Five years ago, we took on the challenge of teaching a fully articulated humanoid character to traverse obstacle courses. This demonstrated what reinforcement learning (RL) can achieve through trial-and-error but also highlighted two challenges in solving embodied intelligence:
Here, we describe a solution to both challenges called neural probabilistic motor primitives (NPMP), involving guided learning with movement patterns derived from humans and animals, and discuss how this approach is used in our Humanoid Football paper, published today in Science Robotics.
We also discuss how this same approach enables humanoid full-body manipulation from vision, such as a humanoid carrying an object, and robotic control in the real-world, such as a robot dribbling a ball.

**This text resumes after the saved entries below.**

PR #181, opened 2019-11-25
Unit Conversion

Harshish5440:
[AB#220](https://dev.azure.com/euclideon/57c3bd2a-8f94-4578-b195-2e4fa9d8f295/_workitems/edit/220)

### DIFF
--- a/src/vcUnitConversion.cpp
+++ b/src/vcUnitConversion.cpp
@@ -4,167 +4,59 @@ double vcUnitConversion_ConvertDistance(double sourceValue, vcDistanceUnit sourc
 {
   if (sourceUnit == requiredUnit)
     return sourceValue;
-  double scalar = 1.0;
-  // Metric
-  if (sourceUnit == vcDistance_Metres)
-    scalar = 1.0;
-  else if (sourceUnit == vcDistance_Kilometres)
-    scalar = 1000.0;
-  else if (sourceUnit == vcDistance_Centimetres) 
-    scalar = 1 / 100.0;
-  else if (sourceUnit == vcDistance_Millimetres) 
-    scalar = 1 / 1000.0;
-  // Imperial
-  else if (sourceUnit == vcDistance_USSurveyFeet) 
-    scalar = 1 / 3.2808398950131225646;
-  else if (sourceUnit == vcDistance_USSurveyMiles)  
-    scalar = 1609.3440000000000509;
-  else if (sourceUnit == vcDistance_USSurveyInches)   
-    scalar = 1 / 39.370078740157481433;
-  // Nautical
-  else if (sourceUnit == vcDistance_NauticalMiles) 
-    scalar = 1852.0;
-  // Metric
-  if (requiredUnit == vcDistance_Metres)
-    scalar *= 1.0;
-  else if (requiredUnit == vcDistance_Kilometres)   
-    scalar *= 1 / 1000.0;
-  else if (requiredUnit == vcDistance_Centimetres)  
-    scalar *= 100.0;
-  else if (requiredUnit == vcDistance_Millimetres) 
-    scalar *= 1000.0;
-  // Imperial_US
-  else if (requiredUnit == vcDistance_USSurveyFeet) 
-    scalar *= 3.2808398950131225646;
-  else if (requiredUnit == vcDistance_USSurveyMiles)   
-    scalar *= 1 / 1609.3440000000000509;
-  else if (requiredUnit == vcDistance_USSurveyInches)
-    scalar *= 39.370078740157481433;
-  // Nautical
-  else if (requiredUnit == vcDistance_NauticalMiles)
-    scalar *= 1 / 1852.0;
-  return sourceValue * scalar;
+
+  const double metreTable[vcDistance_Count] = { 1.0, 1000.0, 0.01, 0.001, 1200.0 / 3937.0, 5280.0 * 1200.0 / 3937.0, 1.0 / 39.37, 1852.0 };
+
+  return sourceValue * metreTable[sourceUnit] / metreTable[requiredUnit];
 }
+
 double vcUnitConversion_ConvertArea(double sourceValue, vcAreaUnit sourceUnit, vcAreaUnit requiredUnit) 
 {
   if (sourceUnit == requiredUnit)
     return sourceValue;
-  double scalar = 1.0;
-  //Source Unit 
-  if (sourceUnit == vcAreaUnit_SquareMetres)
-    scalar = 1.0;
-  else if (sourceUnit == vcAreaUnit_SquareFoot)
-    scalar = 1 / 10.763910416709721928;
-  else if (sourceUnit == vcAreaUnit_SquareKilometers)
-    scalar = 1000000;
-  else if (sourceUnit == vcAreaUnit_SquareMiles)
-    scalar = 2589988.1000000000931;
-  else if (sourceUnit == vcAreaUnit_Acre)
-    scalar = 4046.8564000000001215;
-  else if (sourceUnit == vcAreaUnit_Hectare)
-    scalar = 1000;
-  //Required Unit
-  if (requiredUnit == vcAreaUnit_SquareMetres)
-    scalar *= 1.0;
-  else if (requiredUnit == vcAreaUnit_SquareFoot)
-    scalar *= 10.763910416709721928;
-  else if (requiredUnit == vcAreaUnit_SquareKilometers)
-    scalar *= 1 / 1000000.0;
-  else if (requiredUnit == vcAreaUnit_SquareMiles)
-    scalar *= 1 / 2589988.1000000000931;
-  else if (requiredUnit == vcAreaUnit_Acre)
-    scalar *= 1 / 4046.8564000000001215;
-  else if (requiredUnit == vcAreaUnit_Hectare)
-    scalar *= 1 / 10000.0;
-  return sourceValue * scalar;
+
+  const double sqmTable[vcArea_Count] = { 1.0, 1000000.0, 1000.0, 1200.0 / 3937.0 * 1200.0 / 3937.0, 5280.0 * 1200.0 / 3937.0 * 5280.0 * 1200.0 / 3937.0, 5280.0 * 1200.0 / 3937.0 * 5280.0 * 1200.0 / 3937.0 * 1.0 / 640.0 };
+
+  return sourceValue * sqmTable[sourceUnit] / sqmTable[requiredUnit];
 }
 double vcUnitConversion_ConvertVolume(double sourceValue, vcVolumeUnit sourceUnit, vcVolumeUnit requiredUnit)
 {
   if (sourceUnit == requiredUnit)
     return sourceValue;
-  double scalar = 1.0;
-  //Source Unit
-  if (sourceUnit == vcVolumeUnit_CubicMeter)
-    scalar = 1.0;
-  else if (sourceUnit == vcVolumeUnit_USSGallons)
-    scalar = 1 / 264.17203728418462560;
-  else if (sourceUnit == vcVolumeUnit_USSQuart)
-    scalar = 1 / 1056.6882607957347;
-  else if (sourceUnit == vcVolumeUnit_Liter)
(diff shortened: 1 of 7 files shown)


src/vcUnitConversion.cpp
```diff
@@ -0,0 +1,174 @@
...
+
+double vcUnitConversion_ConvertDistance(double sourceValue, vcDistanceUnit sourceUnit, vcDistanceUnit requiredUnit)
+{
+  double scalar = 1.0;
+
+  // Metric
+  if (sourceUnit == vcDistance_Metres)
+    scalar = 1.0;
+  else if (sourceUnit == vcDistance_Kilometres) // If source unit is in Meter than Multiply by 1000 to get kilometer.
+    scalar = 1000;
```
samsinsane: This should end with `.0`, similarly with all the other doubles in this file that are whole numbers.

src/vcUnitConversion.cpp
```diff
@@ -0,0 +1,174 @@
...
+  double scalar = 1.0;
+
+  if (sourceUnit == vcAreaUnit_SquareMetres)
+    scalar = 1.0;
+  else if (sourceUnit == vcAreaUnit_SquareFoot)
+    scalar = 1 / 10.76;
+  else if (sourceUnit == vcAreaUnit_SquareKilometers)
+    scalar = 1000000;
+  else if (sourceUnit == vcAreaUnit_SquareMiles)
+    scalar = 2589988.10;
```
samsinsane: The trailing `0` here is unnecessary.

src/vcUnitConversion.cpp
```diff
@@ -0,0 +1,174 @@
...
+    scalar = 3.2;
+  return sourceValue * scalar;
+}
+
+double vcUnitConversion_ConvertTemperature(double sourceValue, vcTemperatureUnit sourceUnit, vcTemperatureUnit requiredUnit)
+{
+  double scalar = 1.0;
+
+  if (sourceUnit == vcTemperature_Celcius)
+    scalar = 1.00;
```
samsinsane: The extra `0` here is unnecessary.

src/vcUnitConversion.cpp
```diff
@@ -0,0 +1,174 @@
...
+  else if (sourceUnit == vcTemperature_Farenheit)
+    scalar = (sourceValue - 32) * (5 / 9);
+  if (requiredUnit == vcTemperature_Celcius)
+    scalar = 1.00;
+  else if (requiredUnit == vcTemperature_Kelvin)
+    scalar = sourceValue + 273.15;
+  else if (requiredUnit == vcTemperature_Farenheit)
+    scalar = (sourceValue * (5 / 9)) + 32;
+
+  return sourceValue = scalar;
```
samsinsane: This is a strange operation, this means when `requireUnit` is `vcTemperature_Celcius` this function will always return `1.0`.

src/vcUnitConversion.cpp
```diff
@@ -0,0 +1,174 @@
...
+  double scalar = 1.0;
+
+  if (sourceUnit == vcTemperature_Celcius)
+    scalar = 1.00;
+  else if (sourceUnit == vcTemperature_Kelvin)
+    scalar = sourceValue - 273.15;
+  else if (sourceUnit == vcTemperature_Farenheit)
+    scalar = (sourceValue - 32) * (5 / 9);
+  if (requiredUnit == vcTemperature_Celcius)
+    scalar = 1.00;
```
samsinsane: The extra `0` here is also unnecessary.

src/vcUnitConversion.cpp
```diff
@@ -0,0 +1,174 @@
...
+  else if (requiredUnit == vcDistance_Kilometres)   //If require unit is in Meter than divide by 1000 to get kilometer.
+    scalar = 1 / 1000;
+  else if (requiredUnit == vcDistance_Centimetres)  //Here one meter is equal to 100 Centimeter.
+    scalar = 100;
+  else if (requiredUnit == vcDistance_Millimetres) // 1 Meter = 10000 millimeter.
+    scalar = 1000;
+
+  // Imperial_US
+  else if (requiredUnit == vcDistance_USSurveyFeet) //  1 meter = 3.28 Feet
+    scalar = 3.28;
```
peterAdams1014: Probably need more precision than this. 1 meter equals `3.28084` feet.

src/vcUnitConversion.cpp
```diff
@@ -0,0 +1,174 @@
...
+  else if (requiredUnit == vcDistance_USSurveyMiles)   //1 mile = 1609.34 meter
+    scalar = 1609.34;
+  else if (requiredUnit == vcDistance_USSurveyInches)
+    scalar = 39.37;
+
+  // Nautical
+  else if (sourceUnit == vcDistance_NauticalMiles)
```
peterAdams1014: Did you intend `requiredUnit == vcDistance_NauticalMiles` here?

src/vcUnitConversion.cpp
```diff
@@ -0,0 +1,174 @@
...
+  else if (requiredUnit == vcVolumeUnit_CubicInch)
+    scalar = 61023.74;
+  else if (requiredUnit == vcVolumeUnit_CubicFoot)
+    scalar = 35.31;
+  else if (requiredUnit == vcVolumeUnit_MegaLiter)
+    scalar = 1 / 1000;
+  else if (requiredUnit == vcVolumeUnit_CubicYard)
+    scalar = 1 / 1.3;
+
+  return sourceValue;
```
peterAdams1014: Missing the actual conversion calculation here. `return sourceValue * scalar;`.

src/vcUnitConversion.cpp
```diff
@@ -0,0 +1,174 @@
...
+  else if (sourceUnit == vcTemperature_Kelvin)
+    scalar = sourceValue - 273.15;
+  else if (sourceUnit == vcTemperature_Farenheit)
+    scalar = (sourceValue - 32) * (5 / 9);
+  if (requiredUnit == vcTemperature_Celcius)
+    scalar = 1.00;
+  else if (requiredUnit == vcTemperature_Kelvin)
+    scalar = sourceValue + 273.15;
+  else if (requiredUnit == vcTemperature_Farenheit)
+    scalar = (sourceValue * (5 / 9)) + 32;
```
peterAdams1014: This line has an issue.  In strongly typed languages (c++), `5` (integer) and `5.0` (double) are different types. 
`5 / 9` will truncate to `0`, because integers are whole numbers. Whereas `5.0 / 9.0` will equal `0.5555556`. 

This is a simple fix, if you simply change the line to only have doubles: `scalar = (sourceValue * (5.0 / 9.0)) + 32.0;`

src/vcUnitConversion.cpp
Harshish5440: Yup, its nautical miles.

DamianMadden:
> I'd have an enum and a 2d table like vcMeasure_cM, vcMeasure_M, vcMeasure_kM
> then
> vc...cm vc...m vc...km
> vc...cm 1 100 100,000
> vc...m .01 1 1000
> 
> so row is source unit, column is destination unit, then lookup is table[vc...m][vc...km]
> 
> You can still wrap it in a function if you want

To clarify my position here, it's my expectation that in the configuration I've described the solution can be looked up by 2 known offsets into an array, so it should be more efficient notwithstanding unexpected compiler optimizations to dereference a value at x+y+z than to iterate through the series of possible units and conditionally do some processing based on that.

Actually I've just noticed additional processing will be needed for Fahrenheit, and other non-linear conversions, still though i think this is likely a better option with a handful of edge cases handled in the function

src/vcUnitConversion.cpp
```diff
@@ -56,26 +61,27 @@ double vcUnitConversion_ConvertArea(double sourceValue, vcAreaUnit sourceUnit, v
   if (sourceUnit == vcAreaUnit_SquareMetres)
     scalar = 1.0;
   else if (sourceUnit == vcAreaUnit_SquareFoot)
-    scalar = 1 / 10.76;
+
```
peterAdams1014: Unnecessary newline.

src/vcUnitConversion.cpp
peterAdams1014: `return sourceValue * scalar;`

src/vcUnitConversion.cpp
```diff
@@ -37,16 +38,20 @@ double vcUnitConversion_ConvertDistance(double sourceValue, vcDistanceUnit sourc
...
+    scalar *= 39.370078740157481433925568126142024993896484375;
 
   // Nautical
-  else if (sourceUnit == vcDistance_NauticalMiles)
-    scalar *= 1852.0;
+  else if (requiredUnit == vcDistance_NauticalMiles)
+    scalar *= 1 / 1852.0;
+
   return sourceValue * scalar;
+
```
peterAdams1014: Unnecessary newlines.

src/vcUnitConversion.h
```diff
@@ -0,0 +1,78 @@
...
+  // Imperial
+  vcDistance_USSurveyFeet,
+  vcDistance_USSurveyMiles,
+  vcDistance_USSurveyInches,
+
+  // Nautical
+  vcDistance_NauticalMiles,
+
+  vcDistance_Count
+};
```
DamianMadden: You should try to consider data structures to help you rather than pure logic, but you can determine what you need logically, so for each input unit you require a different output multiplier value, multiplied by the input value. This suits an N<sup>2</sup> table of multiplier values, OR a conversion to and from a standard unit for each other unit of a set... the first requires N<sup>2</sup> values but lookup is a single calculation, the standard intermediate unit style is N*2 values, but lookup can be as bad as N*2, additionally doing an extra calculation. I'd suggest as well you can add `if (source == required) return input value;`

OsiJr:

src/vcUnitConversion.cpp
```diff
@@ -0,0 +1,65 @@
+#include "vcUnitConversion.h"
+
+double vcUnitConversion_ConvertDistance(double sourceValue, vcDistanceUnit sourceUnit, vcDistanceUnit requiredUnit)
+{
+  if (sourceUnit == requiredUnit)
+    return sourceValue;
+
+  const double metreTable[vcDistance_Count] = { 1.0, 1000.0, 0.01, 0.001, 1200.0 / 3937.0, 5280.0 * 1200.0 / 3937.0, 1.0 / 39.37, 1852.0 };
```
DamianMadden: This is much better, I was going to say it would still be an improvement to pre-calculate these values into a table, but probably not as the lookup constitutes an additional multiplication anyway

vcTesting/src/vcUnitConversionTests.cpp
```diff
@@ -0,0 +1,53 @@
...
+  EXPECT_DOUBLE_EQ(223.69362920544023154, vcUnitConversion_ConvertSpeed(100, vcSpeed_MetresPerSecond, vcSpeed_USSurveyMilesPerHour));
+  EXPECT_DOUBLE_EQ(194.38444924406047675, vcUnitConversion_ConvertSpeed(100, vcSpeed_MetresPerSecond, vcSpeed_NauticalMilesPerHour));
+  EXPECT_DOUBLE_EQ(328.08398950131231686100363, vcUnitConversion_ConvertSpeed(100, vcSpeed_MetresPerSecond, vcSpeed_FeetPerSecond));
+  EXPECT_DOUBLE_EQ(340.29, vcUnitConversion_ConvertSpeed(1.0, vcSpeed_Mach, vcSpeed_MetresPerSecond));
+}
+
+TEST(UnitConversion, Temperature)
+{
+  EXPECT_DOUBLE_EQ(212, vcUnitConversion_ConvertTemperature(100.0, vcTemperature_Celcius, vcTemperature_Farenheit));
+  EXPECT_DOUBLE_EQ(373.15, vcUnitConversion_ConvertTemperature(100.0, vcTemperature_Celcius, vcTemperature_Kelvin));
```
peterAdams1014: Based on the dubious implementation of the `vcUnitConversion_ConvertTemperature()`, could you add more tests please.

An NPMP is a general-purpose motor control module that translates short-horizon motor intentions to low-level control signals, and it’s trained offline or via RL by imitating motion capture (MoCap) data, recorded with trackers on humans or animals performing motions of interest.
The model has two parts:
After training, the low-level controller can be reused to learn new tasks, where a high-level controller is optimised to output motor intentions directly. This enables efficient exploration – since coherent behaviours are produced, even with randomly sampled motor intentions – and constrains the final solution.
Football has been a long-standing challenge for embodied intelligence research, requiring individual skills and coordinated team play. In our latest work, we used an NPMP as a prior to guide the learning of movement skills.
The result was a team of players which progressed from learning ball-chasing skills, to finally learning to coordinate. Previously, in a study with simple embodiments, we had shown that coordinated behaviour can emerge in teams competing with each other. The NPMP allowed us to observe a similar effect but in a scenario that required significantly more advanced motor control.
Our agents acquired skills including agile locomotion, passing, and division of labour as demonstrated by a range of statistics, including metrics used in real-world sports analytics. The players exhibit both agile high-frequency motor control and long-term decision-making that involves anticipation of teammates’ behaviours, leading to coordinated team play.
Learning to interact with objects using the arms is another difficult control challenge. The NPMP can also enable this type of whole-body manipulation. With a small amount of MoCap data of interacting with boxes, we’re able to train an agent to carry a box from one location to another, using egocentric vision and with only a sparse reward signal:
Similarly, we can teach the agent to catch and throw balls:
Using NPMP, we can also tackle maze tasks involving locomotion, perception and memory:
The NPMP can also help to control real robots. Having well-regularised behaviour is critical for activities like walking over rough terrain or handling fragile objects. Jittery motions can damage the robot itself or its surroundings, or at least drain its battery. Therefore, significant effort is often invested into designing learning objectives that make a robot do what we want it to while behaving in a safe and efficient manner.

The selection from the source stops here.